** Your goal **
Show every line from the data below that includes "length".

** Provided information **
Segment Open

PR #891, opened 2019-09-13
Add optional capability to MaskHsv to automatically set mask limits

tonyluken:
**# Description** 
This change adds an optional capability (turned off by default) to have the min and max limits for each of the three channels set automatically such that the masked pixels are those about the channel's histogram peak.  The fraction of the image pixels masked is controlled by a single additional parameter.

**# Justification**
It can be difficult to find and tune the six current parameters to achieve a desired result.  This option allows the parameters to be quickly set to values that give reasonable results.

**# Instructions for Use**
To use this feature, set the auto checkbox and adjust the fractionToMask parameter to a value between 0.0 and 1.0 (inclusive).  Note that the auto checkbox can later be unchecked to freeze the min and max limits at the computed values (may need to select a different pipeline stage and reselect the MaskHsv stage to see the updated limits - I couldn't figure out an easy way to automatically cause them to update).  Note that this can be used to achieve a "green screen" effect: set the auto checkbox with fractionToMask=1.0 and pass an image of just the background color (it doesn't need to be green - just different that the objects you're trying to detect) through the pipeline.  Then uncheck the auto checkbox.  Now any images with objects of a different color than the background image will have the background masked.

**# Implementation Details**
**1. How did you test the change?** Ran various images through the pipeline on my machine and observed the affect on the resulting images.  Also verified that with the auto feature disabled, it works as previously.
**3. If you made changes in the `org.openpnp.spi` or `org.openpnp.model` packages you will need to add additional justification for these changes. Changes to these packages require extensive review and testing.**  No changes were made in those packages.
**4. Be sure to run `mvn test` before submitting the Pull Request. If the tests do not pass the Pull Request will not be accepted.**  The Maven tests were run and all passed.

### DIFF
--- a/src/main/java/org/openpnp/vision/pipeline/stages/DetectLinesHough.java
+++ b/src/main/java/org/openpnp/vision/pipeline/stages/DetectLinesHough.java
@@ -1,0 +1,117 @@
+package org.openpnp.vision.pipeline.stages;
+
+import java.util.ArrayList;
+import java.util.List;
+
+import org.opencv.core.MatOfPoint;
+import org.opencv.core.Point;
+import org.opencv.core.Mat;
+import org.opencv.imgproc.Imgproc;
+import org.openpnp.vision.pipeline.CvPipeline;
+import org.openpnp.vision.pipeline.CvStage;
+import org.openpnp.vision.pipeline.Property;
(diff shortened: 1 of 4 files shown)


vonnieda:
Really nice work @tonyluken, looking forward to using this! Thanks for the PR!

Segment Closed
Segment Open

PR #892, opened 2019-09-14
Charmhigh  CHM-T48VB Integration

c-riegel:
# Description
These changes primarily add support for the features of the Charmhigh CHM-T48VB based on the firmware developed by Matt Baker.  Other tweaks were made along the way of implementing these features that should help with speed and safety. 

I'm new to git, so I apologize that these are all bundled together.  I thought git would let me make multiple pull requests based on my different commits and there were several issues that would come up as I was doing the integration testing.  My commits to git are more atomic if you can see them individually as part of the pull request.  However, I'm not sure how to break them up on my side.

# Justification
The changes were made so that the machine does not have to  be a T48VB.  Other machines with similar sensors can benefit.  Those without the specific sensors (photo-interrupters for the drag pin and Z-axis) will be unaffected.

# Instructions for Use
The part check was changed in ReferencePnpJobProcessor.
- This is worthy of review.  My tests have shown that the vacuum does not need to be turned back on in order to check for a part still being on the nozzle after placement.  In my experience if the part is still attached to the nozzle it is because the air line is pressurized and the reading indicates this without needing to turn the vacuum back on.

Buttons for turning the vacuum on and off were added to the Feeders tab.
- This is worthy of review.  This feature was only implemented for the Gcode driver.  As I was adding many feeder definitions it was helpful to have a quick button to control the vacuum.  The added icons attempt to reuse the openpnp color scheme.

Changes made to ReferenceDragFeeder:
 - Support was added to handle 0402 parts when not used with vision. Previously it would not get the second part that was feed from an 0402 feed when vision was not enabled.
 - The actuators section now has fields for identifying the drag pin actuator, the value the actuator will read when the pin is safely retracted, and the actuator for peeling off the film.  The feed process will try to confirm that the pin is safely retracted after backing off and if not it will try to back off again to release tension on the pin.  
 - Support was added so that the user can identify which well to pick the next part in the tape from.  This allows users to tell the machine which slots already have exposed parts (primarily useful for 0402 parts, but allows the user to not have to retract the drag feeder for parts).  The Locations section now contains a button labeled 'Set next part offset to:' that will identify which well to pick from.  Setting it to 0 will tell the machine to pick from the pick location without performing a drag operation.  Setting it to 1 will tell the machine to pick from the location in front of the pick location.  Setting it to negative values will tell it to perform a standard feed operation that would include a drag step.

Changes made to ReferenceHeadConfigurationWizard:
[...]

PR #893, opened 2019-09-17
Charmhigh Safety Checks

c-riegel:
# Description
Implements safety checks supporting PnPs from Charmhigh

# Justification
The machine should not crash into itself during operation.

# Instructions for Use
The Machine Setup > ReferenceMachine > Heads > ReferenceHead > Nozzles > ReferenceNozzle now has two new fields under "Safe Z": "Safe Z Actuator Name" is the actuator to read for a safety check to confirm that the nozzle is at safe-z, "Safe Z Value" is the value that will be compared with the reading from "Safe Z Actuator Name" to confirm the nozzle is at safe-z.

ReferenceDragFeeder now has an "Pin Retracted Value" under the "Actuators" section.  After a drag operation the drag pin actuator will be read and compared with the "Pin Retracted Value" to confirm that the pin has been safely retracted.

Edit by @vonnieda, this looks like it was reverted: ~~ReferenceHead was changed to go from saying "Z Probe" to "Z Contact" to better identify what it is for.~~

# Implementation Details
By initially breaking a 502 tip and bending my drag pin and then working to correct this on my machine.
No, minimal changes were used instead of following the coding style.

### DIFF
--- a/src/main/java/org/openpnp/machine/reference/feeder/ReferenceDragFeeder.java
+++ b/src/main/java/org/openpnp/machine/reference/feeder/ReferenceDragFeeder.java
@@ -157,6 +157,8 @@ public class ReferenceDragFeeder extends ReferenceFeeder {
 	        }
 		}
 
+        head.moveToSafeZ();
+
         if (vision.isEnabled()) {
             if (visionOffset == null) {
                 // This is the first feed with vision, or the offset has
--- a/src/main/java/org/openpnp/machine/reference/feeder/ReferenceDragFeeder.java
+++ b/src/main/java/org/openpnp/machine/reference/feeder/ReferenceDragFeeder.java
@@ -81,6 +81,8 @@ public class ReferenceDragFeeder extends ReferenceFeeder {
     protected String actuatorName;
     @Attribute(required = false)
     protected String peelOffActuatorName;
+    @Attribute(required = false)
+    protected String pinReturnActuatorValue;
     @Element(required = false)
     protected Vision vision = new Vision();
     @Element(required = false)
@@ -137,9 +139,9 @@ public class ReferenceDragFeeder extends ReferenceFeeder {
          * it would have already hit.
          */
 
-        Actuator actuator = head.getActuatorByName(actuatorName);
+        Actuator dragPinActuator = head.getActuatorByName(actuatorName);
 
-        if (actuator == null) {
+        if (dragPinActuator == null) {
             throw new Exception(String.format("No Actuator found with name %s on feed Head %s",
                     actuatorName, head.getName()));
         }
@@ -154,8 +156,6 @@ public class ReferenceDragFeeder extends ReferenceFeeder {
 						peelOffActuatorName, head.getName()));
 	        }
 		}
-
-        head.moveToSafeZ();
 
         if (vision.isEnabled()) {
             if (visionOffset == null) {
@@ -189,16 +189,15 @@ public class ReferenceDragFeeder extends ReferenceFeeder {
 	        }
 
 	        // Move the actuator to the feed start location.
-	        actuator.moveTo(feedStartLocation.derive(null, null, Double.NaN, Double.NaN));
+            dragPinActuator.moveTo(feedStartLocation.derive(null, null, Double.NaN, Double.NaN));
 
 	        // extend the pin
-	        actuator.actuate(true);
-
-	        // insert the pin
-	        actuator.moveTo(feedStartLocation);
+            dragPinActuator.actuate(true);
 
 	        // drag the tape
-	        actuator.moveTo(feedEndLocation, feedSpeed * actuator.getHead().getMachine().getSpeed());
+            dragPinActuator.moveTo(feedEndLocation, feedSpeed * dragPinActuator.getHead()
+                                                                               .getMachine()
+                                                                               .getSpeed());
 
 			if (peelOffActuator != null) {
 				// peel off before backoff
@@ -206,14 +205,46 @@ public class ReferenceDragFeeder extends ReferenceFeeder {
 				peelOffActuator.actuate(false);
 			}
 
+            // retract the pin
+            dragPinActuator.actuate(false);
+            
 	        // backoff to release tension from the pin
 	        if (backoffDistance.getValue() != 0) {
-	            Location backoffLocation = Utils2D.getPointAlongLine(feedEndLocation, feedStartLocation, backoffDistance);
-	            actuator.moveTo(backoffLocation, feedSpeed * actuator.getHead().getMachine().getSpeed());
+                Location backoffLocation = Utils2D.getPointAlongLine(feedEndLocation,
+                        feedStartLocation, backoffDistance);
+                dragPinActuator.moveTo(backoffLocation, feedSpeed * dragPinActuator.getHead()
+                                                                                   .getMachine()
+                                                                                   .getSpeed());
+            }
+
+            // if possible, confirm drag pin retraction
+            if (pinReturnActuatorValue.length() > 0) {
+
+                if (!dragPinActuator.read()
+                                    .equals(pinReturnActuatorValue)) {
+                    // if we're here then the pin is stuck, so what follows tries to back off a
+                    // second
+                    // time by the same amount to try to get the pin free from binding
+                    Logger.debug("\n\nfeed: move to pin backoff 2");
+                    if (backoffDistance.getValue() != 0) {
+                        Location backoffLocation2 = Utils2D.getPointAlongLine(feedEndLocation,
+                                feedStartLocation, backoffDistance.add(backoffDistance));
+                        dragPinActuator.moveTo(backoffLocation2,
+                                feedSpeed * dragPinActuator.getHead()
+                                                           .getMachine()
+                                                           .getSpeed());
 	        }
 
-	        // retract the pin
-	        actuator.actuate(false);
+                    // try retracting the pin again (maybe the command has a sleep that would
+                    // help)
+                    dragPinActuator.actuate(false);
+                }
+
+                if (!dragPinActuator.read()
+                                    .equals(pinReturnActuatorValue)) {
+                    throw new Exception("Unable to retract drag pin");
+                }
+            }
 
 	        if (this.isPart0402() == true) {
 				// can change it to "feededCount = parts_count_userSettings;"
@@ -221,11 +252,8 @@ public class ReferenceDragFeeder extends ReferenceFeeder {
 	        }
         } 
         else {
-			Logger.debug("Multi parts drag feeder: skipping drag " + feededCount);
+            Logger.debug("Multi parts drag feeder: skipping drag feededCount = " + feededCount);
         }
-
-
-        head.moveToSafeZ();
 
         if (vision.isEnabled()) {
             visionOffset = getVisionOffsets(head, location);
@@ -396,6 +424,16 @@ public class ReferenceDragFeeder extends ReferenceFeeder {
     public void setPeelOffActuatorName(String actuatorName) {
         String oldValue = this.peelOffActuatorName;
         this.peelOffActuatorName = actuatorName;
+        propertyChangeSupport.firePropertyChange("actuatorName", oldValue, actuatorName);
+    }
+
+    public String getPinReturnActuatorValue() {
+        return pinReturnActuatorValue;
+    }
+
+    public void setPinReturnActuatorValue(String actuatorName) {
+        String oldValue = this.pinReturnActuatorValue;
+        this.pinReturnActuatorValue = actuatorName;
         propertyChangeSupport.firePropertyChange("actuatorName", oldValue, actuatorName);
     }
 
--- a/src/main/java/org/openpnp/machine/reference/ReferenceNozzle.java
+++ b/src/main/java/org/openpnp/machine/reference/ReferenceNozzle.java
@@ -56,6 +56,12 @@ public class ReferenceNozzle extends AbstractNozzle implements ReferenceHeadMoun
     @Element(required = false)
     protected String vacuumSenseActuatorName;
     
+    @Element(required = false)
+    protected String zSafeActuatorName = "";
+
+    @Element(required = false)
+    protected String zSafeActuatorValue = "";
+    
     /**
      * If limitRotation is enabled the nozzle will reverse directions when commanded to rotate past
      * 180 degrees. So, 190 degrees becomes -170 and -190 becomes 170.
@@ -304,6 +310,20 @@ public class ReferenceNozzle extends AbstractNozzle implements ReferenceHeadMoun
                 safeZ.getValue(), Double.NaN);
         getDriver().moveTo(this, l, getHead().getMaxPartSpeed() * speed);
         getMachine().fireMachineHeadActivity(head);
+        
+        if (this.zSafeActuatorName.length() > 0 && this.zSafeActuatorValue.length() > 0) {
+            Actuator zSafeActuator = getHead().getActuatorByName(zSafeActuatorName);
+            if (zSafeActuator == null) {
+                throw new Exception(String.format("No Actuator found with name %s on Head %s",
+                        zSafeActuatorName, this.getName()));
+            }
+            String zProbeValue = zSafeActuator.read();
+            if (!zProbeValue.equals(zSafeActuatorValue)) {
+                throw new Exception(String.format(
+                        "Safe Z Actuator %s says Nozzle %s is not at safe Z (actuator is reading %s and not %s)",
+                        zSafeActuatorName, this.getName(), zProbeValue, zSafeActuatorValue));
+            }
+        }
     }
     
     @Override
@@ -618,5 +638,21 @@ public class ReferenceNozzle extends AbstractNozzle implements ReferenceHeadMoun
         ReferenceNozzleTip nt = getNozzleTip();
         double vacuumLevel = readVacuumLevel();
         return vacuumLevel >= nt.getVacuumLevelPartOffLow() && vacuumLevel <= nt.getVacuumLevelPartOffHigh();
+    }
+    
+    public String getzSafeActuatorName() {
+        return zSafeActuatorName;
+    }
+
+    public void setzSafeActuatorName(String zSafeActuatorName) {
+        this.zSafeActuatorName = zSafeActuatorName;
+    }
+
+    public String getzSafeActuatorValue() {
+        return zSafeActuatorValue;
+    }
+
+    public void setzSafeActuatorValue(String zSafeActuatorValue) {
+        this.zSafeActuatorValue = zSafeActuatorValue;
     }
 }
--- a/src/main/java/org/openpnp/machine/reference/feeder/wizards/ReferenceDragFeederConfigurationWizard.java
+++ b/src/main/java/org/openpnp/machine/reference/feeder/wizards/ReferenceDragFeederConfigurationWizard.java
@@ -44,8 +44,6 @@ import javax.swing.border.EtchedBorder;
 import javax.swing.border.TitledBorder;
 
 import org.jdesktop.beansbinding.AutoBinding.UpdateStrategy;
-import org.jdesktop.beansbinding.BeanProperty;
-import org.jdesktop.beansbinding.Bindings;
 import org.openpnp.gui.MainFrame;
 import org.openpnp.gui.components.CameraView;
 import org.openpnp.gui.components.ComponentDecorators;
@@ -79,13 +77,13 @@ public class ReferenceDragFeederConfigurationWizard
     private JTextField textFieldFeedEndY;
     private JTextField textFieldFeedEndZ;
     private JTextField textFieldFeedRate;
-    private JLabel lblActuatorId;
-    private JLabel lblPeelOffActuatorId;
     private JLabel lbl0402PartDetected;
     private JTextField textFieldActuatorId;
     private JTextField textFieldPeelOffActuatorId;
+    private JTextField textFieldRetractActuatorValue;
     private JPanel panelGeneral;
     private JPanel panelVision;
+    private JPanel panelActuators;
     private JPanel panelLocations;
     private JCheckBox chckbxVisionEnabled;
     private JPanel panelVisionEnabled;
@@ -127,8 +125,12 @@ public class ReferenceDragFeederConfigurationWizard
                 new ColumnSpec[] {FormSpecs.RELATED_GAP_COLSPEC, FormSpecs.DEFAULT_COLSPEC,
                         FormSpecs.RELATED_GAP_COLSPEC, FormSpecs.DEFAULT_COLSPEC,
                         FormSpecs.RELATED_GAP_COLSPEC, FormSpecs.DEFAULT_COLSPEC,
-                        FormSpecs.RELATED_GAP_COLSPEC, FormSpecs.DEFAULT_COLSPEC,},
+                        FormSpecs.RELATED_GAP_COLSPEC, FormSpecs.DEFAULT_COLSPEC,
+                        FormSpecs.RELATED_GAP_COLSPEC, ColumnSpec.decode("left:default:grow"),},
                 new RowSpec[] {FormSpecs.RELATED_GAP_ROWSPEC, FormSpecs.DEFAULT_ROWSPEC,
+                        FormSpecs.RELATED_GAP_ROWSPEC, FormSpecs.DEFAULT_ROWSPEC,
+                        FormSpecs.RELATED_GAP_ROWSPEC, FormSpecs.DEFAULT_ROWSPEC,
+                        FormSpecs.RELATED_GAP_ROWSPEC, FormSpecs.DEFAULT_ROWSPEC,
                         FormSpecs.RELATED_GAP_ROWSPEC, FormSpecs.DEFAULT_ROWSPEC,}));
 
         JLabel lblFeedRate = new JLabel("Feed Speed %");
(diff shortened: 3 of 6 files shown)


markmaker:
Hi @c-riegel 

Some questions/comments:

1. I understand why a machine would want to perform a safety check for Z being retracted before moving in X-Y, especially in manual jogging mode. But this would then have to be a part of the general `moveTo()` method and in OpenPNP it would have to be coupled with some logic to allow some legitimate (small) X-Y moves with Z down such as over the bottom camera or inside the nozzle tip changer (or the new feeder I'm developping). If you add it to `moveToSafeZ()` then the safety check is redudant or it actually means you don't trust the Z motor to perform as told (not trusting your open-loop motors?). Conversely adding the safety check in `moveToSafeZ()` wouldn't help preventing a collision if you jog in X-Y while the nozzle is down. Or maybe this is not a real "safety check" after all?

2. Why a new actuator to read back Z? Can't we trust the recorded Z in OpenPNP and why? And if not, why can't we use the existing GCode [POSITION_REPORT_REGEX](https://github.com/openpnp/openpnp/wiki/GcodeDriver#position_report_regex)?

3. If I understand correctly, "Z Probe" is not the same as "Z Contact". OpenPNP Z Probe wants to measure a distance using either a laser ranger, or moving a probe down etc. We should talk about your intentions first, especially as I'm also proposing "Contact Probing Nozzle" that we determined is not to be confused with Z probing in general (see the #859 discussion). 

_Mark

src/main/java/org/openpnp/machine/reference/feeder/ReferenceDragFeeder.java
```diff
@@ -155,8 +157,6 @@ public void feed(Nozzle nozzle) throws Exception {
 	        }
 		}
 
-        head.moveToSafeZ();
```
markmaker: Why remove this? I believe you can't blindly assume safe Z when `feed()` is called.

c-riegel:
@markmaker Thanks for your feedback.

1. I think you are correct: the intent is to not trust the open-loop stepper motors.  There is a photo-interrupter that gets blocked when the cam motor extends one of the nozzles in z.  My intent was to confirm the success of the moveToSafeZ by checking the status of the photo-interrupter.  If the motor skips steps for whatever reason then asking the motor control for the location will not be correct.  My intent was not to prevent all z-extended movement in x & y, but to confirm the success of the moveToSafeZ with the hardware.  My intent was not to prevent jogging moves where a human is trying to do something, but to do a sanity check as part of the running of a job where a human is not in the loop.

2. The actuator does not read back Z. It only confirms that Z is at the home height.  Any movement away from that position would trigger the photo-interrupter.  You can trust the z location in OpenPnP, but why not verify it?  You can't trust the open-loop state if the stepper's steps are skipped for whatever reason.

Segment Closed
Segment Open

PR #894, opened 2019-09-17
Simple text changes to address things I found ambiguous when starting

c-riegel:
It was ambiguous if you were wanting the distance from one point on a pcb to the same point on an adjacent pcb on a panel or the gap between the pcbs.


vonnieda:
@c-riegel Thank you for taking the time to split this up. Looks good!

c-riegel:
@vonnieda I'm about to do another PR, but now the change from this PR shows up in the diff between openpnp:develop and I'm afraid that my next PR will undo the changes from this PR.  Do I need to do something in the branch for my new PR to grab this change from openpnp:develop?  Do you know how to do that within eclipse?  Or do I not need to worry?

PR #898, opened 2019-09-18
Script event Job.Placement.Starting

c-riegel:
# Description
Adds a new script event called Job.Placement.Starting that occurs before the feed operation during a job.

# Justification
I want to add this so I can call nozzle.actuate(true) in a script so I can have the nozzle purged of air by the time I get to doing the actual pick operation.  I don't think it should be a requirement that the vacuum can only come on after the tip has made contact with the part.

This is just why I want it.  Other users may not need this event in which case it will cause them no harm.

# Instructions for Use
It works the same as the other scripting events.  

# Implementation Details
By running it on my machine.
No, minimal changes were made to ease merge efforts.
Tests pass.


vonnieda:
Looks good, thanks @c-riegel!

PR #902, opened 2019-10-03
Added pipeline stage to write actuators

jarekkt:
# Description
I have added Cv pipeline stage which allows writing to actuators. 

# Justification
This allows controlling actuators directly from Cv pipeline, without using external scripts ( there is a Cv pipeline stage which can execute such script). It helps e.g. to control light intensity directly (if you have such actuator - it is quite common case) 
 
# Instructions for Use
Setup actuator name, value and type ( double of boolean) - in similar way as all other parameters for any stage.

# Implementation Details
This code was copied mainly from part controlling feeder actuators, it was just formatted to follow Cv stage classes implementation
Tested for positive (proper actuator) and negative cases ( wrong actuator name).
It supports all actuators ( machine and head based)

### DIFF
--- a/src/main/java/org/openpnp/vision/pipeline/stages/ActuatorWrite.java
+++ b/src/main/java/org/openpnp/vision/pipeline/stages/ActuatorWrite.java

Segment Closed

** Exercise output **
+            if (pinReturnActuatorValue.length() > 0) {
+        if (this.zSafeActuatorName.length() > 0 && this.zSafeActuatorValue.length() > 0) {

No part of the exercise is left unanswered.